PR #572, opened 2021-08-11
Option added to command line tool for outputting Xcode-compatible GPX file

### LINKED ISSUE #540: Add option to command line tool for outputting Xcode-compatible GPX file
The command line tool added in #469 supports outputting the route as plain text or JSON. But it would be super cool if it could instead output the route geometry as a GPX file formatted for use with [Wormhole](https://github.com/1ec5/wormhole/) (in other words, Xcode’s built-in location simulation feature).

https://github.com/mapbox/mapbox-directions-swift/blob/2ffc5f0cf9cc5a912d6d2187de854931ed79ab7e/Sources/MapboxDirectionsCLI/ProcessCommand.swift#L24

#375 tracks going in the other direction, converting a GPX file back into a Directions API request.

jill-cardamon:
Fixes #540.

### DIFF
--- a/Sources/MapboxDirectionsCLI/CodingOperation.swift
+++ b/Sources/MapboxDirectionsCLI/CodingOperation.swift
@@ -44,13 +44,16 @@ class CodingOperation<ResponceType : Codable, OptionsType : DirectionsOptions > 
             var time = Date()
             
             routes.forEach { route in
-                let coordinates = interpolate(route: route)
+                let coordinates = interpolate(route: route, timeInterval: timeInterval)
                 for coord in coordinates {
                     guard let lat = coord?.latitude, let lon = coord?.longitude else { continue }
                     gpxText.append("\n<wpt lat=\"\(lat)\" lon=\"\(lon)\">")
                     gpxText.append("\n\t<time> \(dateFormatter.string(from: time)) </time>")
                     gpxText.append("\n</wpt>")
                     time.addTimeInterval(timeInterval)
+                }
+                if routes.count > 1 {
+                    gpxText.append("<!--Moving to next route-->")
                 }
             }
             gpxText.append("\n</gpx>")
--- a/Sources/MapboxDirectionsCLI/CodingOperation.swift
+++ b/Sources/MapboxDirectionsCLI/CodingOperation.swift
@@ -18,7 +18,9 @@ class CodingOperation<ResponceType : Codable, OptionsType : DirectionsOptions > 
         return try encoder.encode(result)
     }
     
-    private func processOutput(_ data: Data, routeResponse: RouteResponse?) throws {
+    private func processOutput(_ data: Data,
+                               routeResponse: RouteResponse? = nil,
+                               matchResponse: MapMatchingResponse? = nil) throws {
         var outputText: String = ""
         
         switch options.outputFormat {
@@ -31,37 +33,30 @@ class CodingOperation<ResponceType : Codable, OptionsType : DirectionsOptions > 
             }
             
         case .gpx:
-            #if !os(Linux)
             var gpxText: String = String("<?xml version=\"1.0\" encoding=\"UTF-8\"?>")
             gpxText.append("\n<gpx xmlns:xsi=\"http://www.w3.org/2001/XMLSchema-instance\" xmlns=\"http://www.topografix.com/GPX/1/1\" xsi:schemaLocation=\"http://www.topografix.com/GPX/1/1 http://www.topografix.com/GPX/1/1/gpx.xsd\" version=\"1.1\">")
             
-            guard let routeResponse = routeResponse,
-                  let routes = routeResponse.routes else { return }
-            
-            let timeInterval: TimeInterval = 1
-            let dateFormatter = ISO8601DateFormatter()
-            dateFormatter.formatOptions = .withInternetDateTime
-            var time = Date()
-            
-            routes.forEach { route in
-                let coordinates = interpolate(route: route, timeInterval: timeInterval)
-                for coord in coordinates {
-                    guard let lat = coord?.latitude, let lon = coord?.longitude else { continue }
-                    gpxText.append("\n<wpt lat=\"\(lat)\" lon=\"\(lon)\">")
-                    gpxText.append("\n\t<time> \(dateFormatter.string(from: time)) </time>")
-                    gpxText.append("\n</wpt>")
-                    time.addTimeInterval(timeInterval)
+            if let routeResponse = routeResponse,
+               let routes = routeResponse.routes {
+                routes.forEach { route in
+                    let text = populateGPX(route)
+                    gpxText.append(text)
+                    if routes.count > 1 {
+                        gpxText.append("<!--Moving to next route-->")
+                    }
                 }
-                if routes.count > 1 {
-                    gpxText.append("<!--Moving to next route-->")
+            } else if let matchResponse = matchResponse,
+                      let matches = matchResponse.matches {
+                matches.forEach { match in
+                    let text = populateGPX(nil, match)
+                    gpxText.append(text)
+                    if matches.count > 1 {
+                        gpxText.append("<!--Moving to next match-->")
+                    }
                 }
             }
             gpxText.append("\n</gpx>")
             outputText = gpxText
-            #else
-            print("GPX output requires use of CoreLocation, a framework that is not available on Linux.")
-            exit(1)
-            #endif
         }
         
         if let outputPath = options.outputPath {
@@ -73,20 +68,53 @@ class CodingOperation<ResponceType : Codable, OptionsType : DirectionsOptions > 
         }
     }
     
-    private func interpolate(route: Route, timeInterval: TimeInterval) -> [LocationCoordinate2D?] {
-        guard route.expectedTravelTime > 0, let polyline = route.shape,
-              let firstCoordinate = polyline.coordinates.first else { return [] }
+    private func populateGPX(_ route: Route? = nil, _ match: Match? = nil) -> String {
+        let timeInterval: TimeInterval = 1
+        let dateFormatter = ISO8601DateFormatter()
+        dateFormatter.formatOptions = .withInternetDateTime
+        var time = Date()
+        var text: String = ""
+        var coordinates: [LocationCoordinate2D?] = []
+        
+        if route != nil {
+            guard let route = route else { return "" }
+            coordinates = interpolate(shape: route.shape,
+                                      expectedTravelTime: route.expectedTravelTime,
+                                      distance: route.distance,
+                                      timeInterval: timeInterval)
+        } else if match != nil {
+            guard let match = match else { return "" }
+            coordinates = interpolate(shape: match.shape,
+                                      expectedTravelTime: match.expectedTravelTime,
+                                      distance: match.distance,
+                                     timeInterval: timeInterval)
+        }
+        
+        for coord in coordinates {
+            guard let lat = coord?.latitude, let lon = coord?.longitude else { continue }
+            text.append("\n<wpt lat=\"\(lat)\" lon=\"\(lon)\">")
+            text.append("\n\t<time> \(dateFormatter.string(from: time)) </time>")
+            text.append("\n</wpt>")
+            time.addTimeInterval(timeInterval)
+        }
+        return text
+    }
+    
+    private func interpolate(shape: LineString?, expectedTravelTime: TimeInterval, distance: LocationDistance, timeInterval: TimeInterval) -> [LocationCoordinate2D?] {
+        guard expectedTravelTime > 0, let polyline = shape,
+              let firstCoordinate = polyline.coordinates.first,
+              let lastCoordinate = polyline.coordinates.last else { return [] }
         
         var distanceAway: LocationDistance = 0
-        let distancePerTick = route.distance/route.expectedTravelTime
+        let distancePerTick = distance/expectedTravelTime
         var interpolatedCoordinates = [firstCoordinate]
-        while distanceAway <= route.distance {
+        while distanceAway <= distance {
             if let nextCoordinate = polyline.coordinateFromStart(distance: distanceAway) {
                 interpolatedCoordinates.append(nextCoordinate)
             }
             distanceAway += distancePerTick * timeInterval
         }
-        interpolatedCoordinates.append(polyline.coordinates.last)
+        interpolatedCoordinates.append(lastCoordinate)
         return interpolatedCoordinates
     }
     
@@ -109,12 +137,17 @@ class CodingOperation<ResponceType : Codable, OptionsType : DirectionsOptions > 
                             .credentials: BogusCredentials]
         
         var routeResponse: RouteResponse?
+        var matchResponse: MapMatchingResponse?
         if options.outputFormat == .gpx {
             let gpxData = try String(contentsOfFile: options.inputPath).data(using: .utf8)!
-            routeResponse = try! decoder.decode(RouteResponse.self, from: gpxData)
+            do {
+                routeResponse = try decoder.decode(RouteResponse.self, from: gpxData)
+            } catch {
+                matchResponse = try decoder.decode(MapMatchingResponse.self, from: gpxData)
+            }
         }
         let data = try processResponse(decoder, type: ResponceType.self, from: input)
         
-        try processOutput(data, routeResponse: routeResponse)
+        try processOutput(data, routeResponse: routeResponse, matchResponse: matchResponse)
     }
 }
--- a/Sources/MapboxDirectionsCLI/CodingOperation.swift
+++ b/Sources/MapboxDirectionsCLI/CodingOperation.swift
@@ -65,7 +65,7 @@ class CodingOperation<ResponceType : Codable, OptionsType : DirectionsOptions > 
     }
     
     private func interpolate(route: Route) -> [CLLocationCoordinate2D?] {
-        guard let polyline = route.shape else { return [] }
+        guard route.expectedTravelTime > 0, let polyline = route.shape else { return [] }
         
 //        route.legs.forEach { leg in
 //            let expectedSegmentTravelTimes = leg.expectedSegmentTravelTimes
--- a/Sources/MapboxDirectionsCLI/CodingOperation.swift
+++ b/Sources/MapboxDirectionsCLI/CodingOperation.swift
@@ -16,7 +16,7 @@ extension MapMatchingResponse: DirectionsResultsProvider {
     var directionsResults: [DirectionsResult]? { matches }
 }
 
-class CodingOperation<ResponceType : Codable & DirectionsResultsProvider, OptionsType : DirectionsOptions > {
+class CodingOperation<ResponseType : Codable & DirectionsResultsProvider, OptionsType : DirectionsOptions > {
     
     // MARK: - Parameters
     
@@ -24,8 +24,8 @@ class CodingOperation<ResponceType : Codable & DirectionsResultsProvider, Option
     
     // MARK: - Helper methods
     
-    private func processResponse(_ decoder: JSONDecoder, type: ResponceType.Type, from data: Data) throws -> (Data, ResponceType) {
-        let result = try decoder.decode(type, from: data)
+    private func processResponse(_ decoder: JSONDecoder, from data: Data) throws -> (Data, ResponseType) {
+        let result = try decoder.decode(ResponseType.self, from: data)
         let encoder = JSONEncoder()
         let data = try encoder.encode(result)
         return (data, result)
@@ -134,7 +134,7 @@ class CodingOperation<ResponceType : Codable & DirectionsResultsProvider, Option
         decoder.userInfo = [.options: directionsOptions,
                             .credentials: BogusCredentials]
         
-        let (data, directionsResultsProvider) = try processResponse(decoder, type: ResponceType.self, from: input)
+        let (data, directionsResultsProvider) = try processResponse(decoder, from: input)
         
         try processOutput(data, directionsResultsProvider: directionsResultsProvider)
     }
--- a/Sources/MapboxDirectionsCLI/CodingOperation.swift
+++ b/Sources/MapboxDirectionsCLI/CodingOperation.swift
@@ -24,10 +24,11 @@ class CodingOperation<ResponceType : Codable & DirectionsResultsProvider, Option
     
     // MARK: - Helper methods
     
-    private func processResponse<T>(_ decoder: JSONDecoder, type: T.Type, from data: Data) throws -> Data where T : Codable {
+    private func processResponse(_ decoder: JSONDecoder, type: ResponceType.Type, from data: Data) throws -> (Data, ResponceType) {
         let result = try decoder.decode(type, from: data)
         let encoder = JSONEncoder()
-        return try encoder.encode(result)
+        let data = try encoder.encode(result)
+        return (data, result)
     }
     
     private func processOutput(_ data: Data,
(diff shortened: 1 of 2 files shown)


Sources/MapboxDirectionsCLI/ProcessCommand.swift
```diff
@@ -53,6 +56,22 @@ class ProcessCommand<ResponceType : Codable, OptionsType : DirectionsOptions > :
...
+            // do we need to include additional tags like metadata or the schema version?
+            
+            guard let routeResponse = routeResponse else { return }
+            guard let routes = routeResponse.routes else { return }
+            routes.forEach { route in
+                let shape = route.shape
+                for coord in shape!.coordinates {
+                    gpxText.append("\n<wpt lat=\"\(coord.latitude)\" lon=\"\(coord.longitude)\">")
+                    gpxText.append("</wpt>")
+                }
```
S2Ler, line 71: - Do you know how far away each coordinate from each other? 
- What about timestamp of the coordinate? 
- Have you tried running this gpx in Xcode?

jill-cardamon: I meant to open this as a draft. I am working on adding the timestamps now.

jill-cardamon: Timestamps are added (using `total distance/expected time`, and the output gpx works with Xcode. I'll check with a multi-leg trip too.

Sources/MapboxDirectionsCLI/ProcessCommand.swift
```diff
@@ -53,6 +56,29 @@ class ProcessCommand<ResponceType : Codable, OptionsType : DirectionsOptions > :
                let jsonData = try? JSONSerialization.data(withJSONObject: object, options: [.prettyPrinted]) {
                 outputText = String(data: jsonData, encoding: .utf8)!
             }
+        case .gpx:
+            var gpxText: String = String("<?xml version=\"1.0\" encoding=\"UTF-8\"?>")
```
bamx23, line 60: Maybe it is worth adding a special library (like https://github.com/vincentneo/CoreGPX)?

Sources/MapboxDirectionsCLI/ProcessCommand.swift
```diff
@@ -53,6 +56,29 @@ class ProcessCommand<ResponceType : Codable, OptionsType : DirectionsOptions > :
...
+            gpxText.append("\n<gpx xmlns:xsi=\"http://www.w3.org/2001/XMLSchema-instance\" xmlns=\"http://www.topografix.com/GPX/1/1\" xsi:schemaLocation=\"http://www.topografix.com/GPX/1/1 http://www.topografix.com/GPX/1/1/gpx.xsd\" version=\"1.1\">")
+            
+            guard let routeResponse = routeResponse else { return }
+            guard let routes = routeResponse.routes else { return }
+            
+            let dateFormatter = DateFormatter()
```
bamx23, line 66: Can `ISO8601DateFormatter` be used here?

Sources/MapboxDirectionsCLI/ProcessCommand.swift
```diff
@@ -97,6 +123,13 @@ class ProcessCommand<ResponceType : Codable, OptionsType : DirectionsOptions > :
         
         decoder.userInfo = [.options: directionsOptions!,
                             .credentials: BogusCredentials]
+        
+        var routeResponse: RouteResponse!
```
bamx23, line 127:
```suggestion
        var routeResponse: RouteResponse?
```

Sources/MapboxDirectionsCLI/ProcessCommand.swift
```diff
@@ -53,6 +56,29 @@ class ProcessCommand<ResponceType : Codable, OptionsType : DirectionsOptions > :
                let jsonData = try? JSONSerialization.data(withJSONObject: object, options: [.prettyPrinted]) {
                 outputText = String(data: jsonData, encoding: .utf8)!
             }
+        case .gpx:
+            var gpxText: String = String("<?xml version=\"1.0\" encoding=\"UTF-8\"?>")
+            gpxText.append("\n<gpx xmlns:xsi=\"http://www.w3.org/2001/XMLSchema-instance\" xmlns=\"http://www.topografix.com/GPX/1/1\" xsi:schemaLocation=\"http://www.topografix.com/GPX/1/1 http://www.topografix.com/GPX/1/1/gpx.xsd\" version=\"1.1\">")
+            
+            guard let routeResponse = routeResponse else { return }
+            guard let routes = routeResponse.routes else { return }
```
bamx23, line 64: NIT
```suggestion
            guard let routeResponse = routeResponse,
                  let routes = routeResponse.routes else { return }
```

Sources/MapboxDirectionsCLI/ProcessCommand.swift
```diff
@@ -97,6 +123,13 @@ class ProcessCommand<ResponceType : Codable, OptionsType : DirectionsOptions > :
         
         decoder.userInfo = [.options: directionsOptions!,
                             .credentials: BogusCredentials]
+        
+        var routeResponse: RouteResponse!
+        if outputFormat == .gpx {
+            guard let gpxData = try String(contentsOfFile: inputPath).data(using: .utf8) else { exit(1)}
```
bamx23, line 129: NIT
```suggestion
            guard let gpxData = try String(contentsOfFile: inputPath).data(using: .utf8) else { exit(1) }
```

Sources/MapboxDirectionsCLI/ProcessCommand.swift
jill-cardamon: What would be the benefit of using `ISO8601DateFormatter` over `DateFormatter`?

Sources/MapboxDirectionsCLI/ProcessCommand.swift
jill-cardamon: We could, but looking at the examples from that library, it seems like it would be the almost the same number of lines of code (excluding the initial header stuff) since we would still need to parse the RouteResponse on our side to get the lat/lon.

bamx23: Sure, I just have some concerns about generating XML content by hand. All in all, it's just a recommendation as extra dependency has its own pros and cons.

Sources/MapboxDirectionsCLI/ProcessCommand.swift
bamx23: You don't have to provide a format string as what you have is actually an ISO8601 format.

Sources/MapboxDirectionsCLI/ProcessCommand.swift
```diff
@@ -53,6 +56,29 @@ class ProcessCommand<ResponceType : Codable, OptionsType : DirectionsOptions > :
...
+            let dateFormatter = DateFormatter()
+            dateFormatter.dateFormat = "yyyy-MM-dd'T'HH:mm:ss"
+            var time = Date()
+            
+            routes.forEach { route in
+                let shape = route.shape
+                let timeInterval = TimeInterval(route.distance/route.expectedTravelTime)
+                for coord in shape!.coordinates {
+                    gpxText.append("\n<wpt lat=\"\(coord.latitude)\" lon=\"\(coord.longitude)\">")
+                    gpxText.append("\n\t<time> \(dateFormatter.string(from: time))Z </time>")
```
bamx23, line 75: Do all coordinates have the same timestamp?

Sources/MapboxDirectionsCLI/ProcessCommand.swift
jill-cardamon: Ah I see.

Sources/MapboxDirectionsCLI/ProcessCommand.swift
jill-cardamon: I'll switch to `ISO8601DateFormatter` then. Thanks for the recommendation

Sources/MapboxDirectionsCLI/ProcessCommand.swift
jill-cardamon: Nope. The `timeInterval` is added at the end of the inner loop.

bamx23: Oh, I see. But something looks wrong... That time interval stores an average speed actually. Should we divide estimated duration on coordinates count instead? Or can we use steps here?

Sources/MapboxDirectionsCLI/ProcessCommand.swift
S2Ler: I wouldn't include a third part here as @jill-cardamon implementation is good enough for this limiting use case,  I think.

Sources/MapboxDirectionsCLI/ProcessCommand.swift
```diff
@@ -53,6 +56,29 @@ class ProcessCommand<ResponceType : Codable, OptionsType : DirectionsOptions > :
...
+                  let routes = routeResponse.routes else { return }
+            
+            let dateFormatter = ISO8601DateFormatter()
+            dateFormatter.formatOptions = .withInternetDateTime
+            var time = Date()
+            
+            routes.forEach { route in
+                let shape = route.shape
+                let timeInterval = TimeInterval(route.distance/route.expectedTravelTime)
+                for coord in shape!.coordinates {
```
S2Ler, line 73: I think you shall take into account the distance between coordinates to generate correct timestamp so that the speed will be ok.

Sources/MapboxDirectionsCLI/ProcessCommand.swift
bamx23, line 60: Maybe it would be better to use an array of strings and to join them at the end of the case? I heard that it works faster and you don't have to start each line with `\n` manually.

1ec5: Also, if you find the backslashes annoying, you can replace each `"` with a `'`, because single-quote-delimited attributes are also valid XML.

(A more ambitious refactor could use the object-oriented [XMLDocument](https://developer.apple.com/documentation/foundation/xmldocument) API or a Swiftier library like [XMLCoder](https://github.com/MaxDesiatov/XMLCoder/), but an extra dependency might be overkill for this simple XML document.)

Sources/MapboxDirectionsCLI/ProcessCommand.swift
```diff
@@ -70,6 +97,22 @@ class ProcessCommand<ResponceType : Codable, OptionsType : DirectionsOptions > :
         }
     }
     
+    private func interpolate(route: Route?) -> [CLLocationCoordinate2D?] {
+        guard let route = route else { return [] }
```
1ec5, line 101: It doesn’t appear to be necessary for this method’s argument to be optional.

Sources/MapboxDirectionsCLI/ProcessCommand.swift
```diff
@@ -70,6 +97,22 @@ class ProcessCommand<ResponceType : Codable, OptionsType : DirectionsOptions > :
...
+        
+        var distanceAway: CLLocationDistance = 0
+        let distance = route.distance/route.expectedTravelTime
```
1ec5, line 104: This could result in division by zero if the route’s waypoints happen to snap to the same coordinate.

Sources/MapboxDirectionsCLI/ProcessCommand.swift
```diff
@@ -70,6 +97,22 @@ class ProcessCommand<ResponceType : Codable, OptionsType : DirectionsOptions > :
...
+        guard let polyline = route.shape else { return [] }
+        var interpolatedCoordinates = [route.shape?.coordinates.first]
```
1ec5, line 106: The optional chaining on this line complicates the code that uses this method, because it now has to account for each individual element being `nil`, even though there should be no reason for a GPX route to contain nonexistent locations. If there’s no shape associated with the route, then `polyline` would be `nil` so this method would’ve already returned anyways.

Sources/MapboxDirectionsCLI/ProcessCommand.swift
```diff
@@ -53,6 +56,30 @@ class ProcessCommand<ResponceType : Codable, OptionsType : DirectionsOptions > :
...
+            
+            guard let routeResponse = routeResponse,
+                  let routes = routeResponse.routes else { return }
+            
+            let timeInterval: TimeInterval = 1
+            let dateFormatter = ISO8601DateFormatter()
+            dateFormatter.formatOptions = .withInternetDateTime
+            var time = Date()
+            
+            routes.forEach { route in
```
1ec5, line 71: Each route in the response will appear in order in the GPX, causing it to jump from the arrival step of one route to the departure step of another route. This is reasonable for simulation purposes: if the user only wants one route, they can request no alternatives.

Sources/MapboxDirectionsCLI/ProcessCommand.swift
```diff
@@ -70,6 +97,22 @@ class ProcessCommand<ResponceType : Codable, OptionsType : DirectionsOptions > :
...
+    private func interpolate(route: Route?) -> [CLLocationCoordinate2D?] {
+        guard let route = route else { return [] }
+        
+        var distanceAway: CLLocationDistance = 0
+        let distance = route.distance/route.expectedTravelTime
+        guard let polyline = route.shape else { return [] }
+        var interpolatedCoordinates = [route.shape?.coordinates.first]
+        
+        while distanceAway <= route.distance {
+            let nextCordinate = polyline.coordinateFromStart(distance: distanceAway)
```
1ec5, line 109: Typo: `nextCoordinate`.

Sources/MapboxDirectionsCLI/ProcessCommand.swift
jill-cardamon: yep thanks for pointing that out!

Sources/MapboxDirectionsCLI/ProcessCommand.swift
jill-cardamon: oh my..I will fix this then.

Sources/MapboxDirectionsCLI/ProcessCommand.swift
1ec5: The template has said this for a few years, but every time I’ve tested it, you can’t get Xcode to interpolate anything.

Sources/MapboxDirectionsCLI/CodingOperation.swift
```diff
@@ -40,6 +73,24 @@ class CodingOperation<ResponceType : Codable, OptionsType : DirectionsOptions >
         }
     }
     
+    #if !os(Linux)
+    private func interpolate(route: Route) -> [CLLocationCoordinate2D?] {
```
bamx23, line 77: What if we use `LocationCoordinate2D` from Turf here to allow Linux?

Sources/MapboxDirectionsCLI/CodingOperation.swift
```diff
@@ -40,6 +73,24 @@ class CodingOperation<ResponceType : Codable, OptionsType : DirectionsOptions >
...
+        guard route.expectedTravelTime > 0, let polyline = route.shape,
+              let firstCoordinate = polyline.coordinates.first else { return [] }
+        
+        var distanceAway: CLLocationDistance = 0
+        let distance = route.distance/route.expectedTravelTime
```
bamx23, line 82: It's a bit confusing to call `distance / time` a distance. Could you rename it to `averageSpeed` or `distancePerTick`?
And if you add `timeInterval` as an argument of this function, then you can have `distanceAway += speed * timeInterval` in the cycle below.

Sources/MapboxDirectionsCLI/CodingOperation.swift
```diff
@@ -40,6 +73,24 @@ class CodingOperation<ResponceType : Codable, OptionsType : DirectionsOptions >
...
+        var interpolatedCoordinates = [firstCoordinate]
+        while distanceAway <= route.distance {
+            if let nextCoordinate = polyline.coordinateFromStart(distance: distanceAway) {
+                interpolatedCoordinates.append(nextCoordinate)
+            }
+            distanceAway += distance
+        }
+        return interpolatedCoordinates
```
bamx23, line 90: Not sure if it's important but we can get a bit off the final coordinate. What about adding the `polyline.coordinates.last` into `interpolatedCoordinates`?

Sources/MapboxDirectionsCLI/CodingOperation.swift
```diff
@@ -29,6 +32,36 @@ class CodingOperation<ResponceType : Codable, OptionsType : DirectionsOptions >
...
+            
+            guard let routeResponse = routeResponse,
+                  let routes = routeResponse.routes else { return }
+            
+            let timeInterval: TimeInterval = 1
+            let dateFormatter = ISO8601DateFormatter()
+            dateFormatter.formatOptions = .withInternetDateTime
+            var time = Date()
+            
+            routes.forEach { route in
```
bamx23, line 49: Should we somehow split different routes within the GPX file? At least by adding an XML comment.

1ec5: A comment would be helpful for debugging purposes; otherwise, I think it’s OK that the track jumps from the end of one route to the beginning of the next: https://github.com/mapbox/mapbox-directions-swift/pull/572#discussion_r719564488.

bamx23: It's OK, sure. But I can imagine the case when it might be inconvenient for a user to make a different route request, but they might still want to simulate only for one of the routes. We can add a CLI argument to filter a route, but this comment idea is just a bit simpler.

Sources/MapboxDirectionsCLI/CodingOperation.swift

## WHAT IS EXPECTED
Using the entries above, tally how many lines have the word "recommendation" in them; write the number and nothing more.

## SOLUTION
2